PR #1122, opened 2026-07-25
fix(ui): move Save to the first tab stop in the comment popover footer

### LINKED ISSUE #1121: Comment popover: Save button is the last tab stop, behind the image-upload icon
In the annotation comment popover (`CommentPopover.tsx`), the footer is laid out `[image icon] ... [Ask AI] [⌘↵ hint] [Save]`. Tab order follows DOM order, so Save — the primary/most-used action — is currently the *last* focusable control, after the image-upload button.

For keyboard-driven review flows (select text → comment → Tab, Tab, Enter), this means a fast tabber is more likely to land on the image-upload button than on Save, which is backwards from intent.

**Proposed fix:** reorder the footer so Save is the first control after the textarea, ahead of Ask AI and the image icon — matching visual left-to-right priority to keyboard priority.

I have a small PR ready that does just this (pure DOM reorder, no behavior change) — will link it here.

balasivagn:
## Summary
- Reorders the comment popover footer (`packages/ui/components/CommentPopover.tsx`) so **Save is the first focusable control** after the textarea, ahead of Ask AI and the image-upload button.
- Tab order previously matched left-to-right DOM order (`image icon → Ask AI → Save`), so a fast keyboard flow (select text → comment → Tab, Tab, Enter) could land on the image-upload button instead of Save — the opposite of what you'd want for the primary action.
- Pure reorder: no handler, class, or behavior changes. `Mod+Enter`/`Escape` are unaffected (they're wired on the textarea's `onKeyDown`, independent of button DOM position). Applied identically to both duplicated footer blocks in the file (dialog/expanded mode and popover mode). Since `CommentPopover` is shared, this fixes both the plan-review and code-review surfaces.

Fixes #1121

## Test plan
- [x] `packages/ui` typechecks clean (`tsc --noEmit` on `packages/ui/tsconfig.json` and `tsconfig.strict-consumer.json`)
- [x] `bun test` — full suite passes (3 pre-existing, unrelated failures in `packages/core/crypto.test.ts` hitting the live paste service over the network, not touched by this change)
- [x] Rebuilt `apps/review` + `apps/hook` bundles and manually verified in the review-editor dev server: Save appears leftmost, and tabbing from the textarea reaches Save before Ask AI / the image icon, in both the inline popover and expanded dialog variants

Closes #1121

### DIFF
--- a/packages/ui/components/CommentPopover.tsx
+++ b/packages/ui/components/CommentPopover.tsx
@@ -322,17 +322,14 @@ export const CommentPopover: React.FC<CommentPopoverProps> = ({
 
           {/* Footer */}
           <div className="flex items-center justify-between px-4 py-3 border-t border-border/50">
-            <div className="flex items-center gap-2">
-              {allowImages && (
-                <AttachmentsButton
-                  images={images}
-                  onAdd={(img) => setImages((prev) => [...prev, img])}
-                  onRemove={(path) => setImages((prev) => prev.filter((i) => i.path !== path))}
-                  variant="inline"
-                />
-              )}
-            </div>
             <div className="flex items-center gap-3">
+              <button
+                onClick={handleSubmit}
+                disabled={!canSubmit}
+                className="px-3 py-1.5 text-xs font-medium rounded-md bg-primary text-primary-foreground hover:opacity-90 disabled:opacity-50 disabled:cursor-not-allowed transition-opacity"
+              >
+                {isGlobal ? 'Add' : 'Save'}
+              </button>
               {onAskAI && (
                 <button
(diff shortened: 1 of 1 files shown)


backnotprop:
Thanks for the PR and for catching this, it was a real accessibility gap.

One thing we want to preserve: Save stays visually bottom-right, which is the convention across the app. So I pushed a commit onto your branch that keeps your goal (Save is the first tab stop after the textarea) but gets there with DOM order plus `flex-row-reverse`, leaving the visual layout unchanged. Screen readers also announce Save first now, since they follow DOM order too.

Tab order from the textarea is Save, then Ask AI, then image upload.

PR #1124, opened 2026-07-25
fix(pi): preserve extension tool selections

CodeByPeete:
## Summary

- preserve tools activated or deactivated by other Pi extensions while Plannotator changes phases
- track and remove only tools added by Plannotator's current phase
- stop enabling fixed discovery tools or advertising a fixed tool inventory

## Validation

- `bun test ./apps/pi-extension/tool-scope.test.ts ./apps/pi-extension/config.test.ts ./apps/pi-extension/phase-tools-runtime.test.ts`

The focused suite passes 18 tests. The full monorepo test run reached 2,201 passing tests. Existing Windows-specific path, executable, and locked temporary-directory failures remain outside the Pi extension changes.


backnotprop:
Reviewed against the Pi source. The approach is right. Two changes before merge:

1. The plan-complete path (`agent_end` handler, index.ts ~1244) transitions to idle without calling `releaseAddedPhaseTools()` or clearing `phaseAddedTools`, unlike `exitToIdle`. Custom phase tools leak into idle. Add the release plus a test for that path.

2. Keep `grep`/`find`/`ls` in planning. They are inactive by default in Pi, so dropping the force-add silently removes native search from planning sessions. Make them the default planning `activeTools` under your tracking model, added on entry and released on exit like any other phase tool.

Nice work on the preserve logic, the tests mirror Pi's real semantics.

backnotprop:
We went ahead and pushed the two fixes from the review so this can move: the agent_end plan-completion path now calls releaseAddedPhaseTools() like exitToIdle does, and grep/find/ls are back as default planning-phase tools, now going through your tracking mechanism (recorded in phaseAddedTools, released on exit, and left alone if another extension already activated them). Tests cover both, including the case where grep was already active before planning. Happy to adjust if you see a problem with either.

backnotprop:
Final review caught one last thing: because planning tools now come purely from the resolved profile and `activeTools` uses replace semantics, any user config setting `phases.planning.activeTools` would silently drop `plannotator_submit_plan` while the planning prompt still told the model to call it. We pushed the union fix (submit tool is always added for the planning phase, deduped, and released on exit like any other tracked addition) plus a test and a README correction, and merged.

Thanks for the clean tracking model, the phaseAddedTools approach made this a two-line fix.

PR #1125, opened 2026-07-25
feat(pi): submit plans from any mode

CodeByPeete:
## Summary

- keep `plannotator_submit_plan` available while Plannotator is idle, planning, or executing
- preserve the existing transition into execution when a planning-phase submission is approved
- treat submissions from idle or executing as review-only, leaving the current phase and tracked plan unchanged

## Validation

- `bun test ./apps/pi-extension/tool-scope.test.ts ./apps/pi-extension/submit-plan-runtime.test.ts`

The focused suite passes 10 tests. The Pi extension suite reaches 58 passing tests. Existing Windows-only semantic-diff executable and locked temporary-directory failures remain outside this change.

### DIFF
--- a/apps/pi-extension/index.ts
+++ b/apps/pi-extension/index.ts
@@ -65,7 +65,6 @@ import {
 	isPlanWritePathAllowed,
 	PLAN_SUBMIT_TOOL,
 	type Phase,
-	stripPlanningOnlyTools,
 } from "./tool-scope.ts";
 import { isRemoteSession } from "./server/network.ts";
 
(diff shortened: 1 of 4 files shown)


backnotprop:
Heads up: this conflicts with #1124, which lands first. This branch keeps the snapshot restore that #1124 removes, so it reintroduces the clobbering bug. After #1124 merges, please rebase and express submit-from-any-mode under its tracking model (keep the submit tool out of phaseAddedTools rather than restoring snapshots).

PR #688, opened 2025-07-15
Prevent Guile REPL completions when eval is pending

seamusriordan:
If the Guile REPL has a pending operation the REPL-based completions cannot not process resulting in nvim hanging. 

This PR places a check around the REPL state's `:current` state which represents the running evaluation.

Evaluating the following as a form or buffer will place the REPL in a state where it cannot process completions for 5 seconds, after which it will resume.

```
(sleep 5)
```

This branch will continue to operation (sans completions) until the evaluation completes or the REPL is disconnected/reconnected.


Olical:
Thank you very much!

PR #694, opened 2025-08-01
Fix iw text object as iW to select school.lesson-6-message

gbroques:
Fix `iw` text object as `iW` to select `school.lesson-6-message` since `iw` doesn't select the dot `.` as it's not included in the definition of a vim "word".

image


Olical:
Good catch! This might actually vary depending on use of tree-sitter or not, I think `iW` is safer though and will work in both cases, regardless of how your text objects are defined. A "word" is quite a personal definition within Neovim with lots of ways to move the boundaries per language so erring on the side of caution is a good idea.

PR #695, opened 2025-08-08
Add tree-sitter based completions to Guile, Scheme, and Common Lisp

seamusriordan:
This is a bigger one but largely similar to what I've been showing before.  I'm happy to change, delete, or add parts of this and acknowledge it is ambitious.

━━━━

* **Problem statement**
Write out a verbatim copy of the data, beginning with its first line and ending with the line that contains "### LINKED ISSUE".

* **Task response**
PR #1122, opened 2026-07-25
fix(ui): move Save to the first tab stop in the comment popover footer

### LINKED ISSUE #1121: Comment popover: Save button is the last tab stop, behind the image-upload icon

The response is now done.